### [EXERCISE INSTRUCTIONS]
Among the entries below, please show each line that carries the word "AnnotationAdapterWrapper".

### [TASK INPUT]
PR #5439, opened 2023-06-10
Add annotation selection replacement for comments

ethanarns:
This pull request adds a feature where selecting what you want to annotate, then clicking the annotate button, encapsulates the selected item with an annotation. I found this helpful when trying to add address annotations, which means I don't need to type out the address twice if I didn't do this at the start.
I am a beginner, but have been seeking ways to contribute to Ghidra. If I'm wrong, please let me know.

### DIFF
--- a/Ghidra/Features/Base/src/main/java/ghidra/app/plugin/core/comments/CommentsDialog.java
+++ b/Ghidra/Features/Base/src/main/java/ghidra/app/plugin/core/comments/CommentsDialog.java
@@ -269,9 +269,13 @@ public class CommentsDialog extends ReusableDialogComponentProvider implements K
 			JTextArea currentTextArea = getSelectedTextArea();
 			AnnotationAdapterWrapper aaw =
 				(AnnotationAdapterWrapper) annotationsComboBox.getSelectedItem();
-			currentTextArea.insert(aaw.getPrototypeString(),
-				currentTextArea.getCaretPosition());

### [SOLUTION BELOW]
 			AnnotationAdapterWrapper aaw =
 				(AnnotationAdapterWrapper) annotationsComboBox.getSelectedItem();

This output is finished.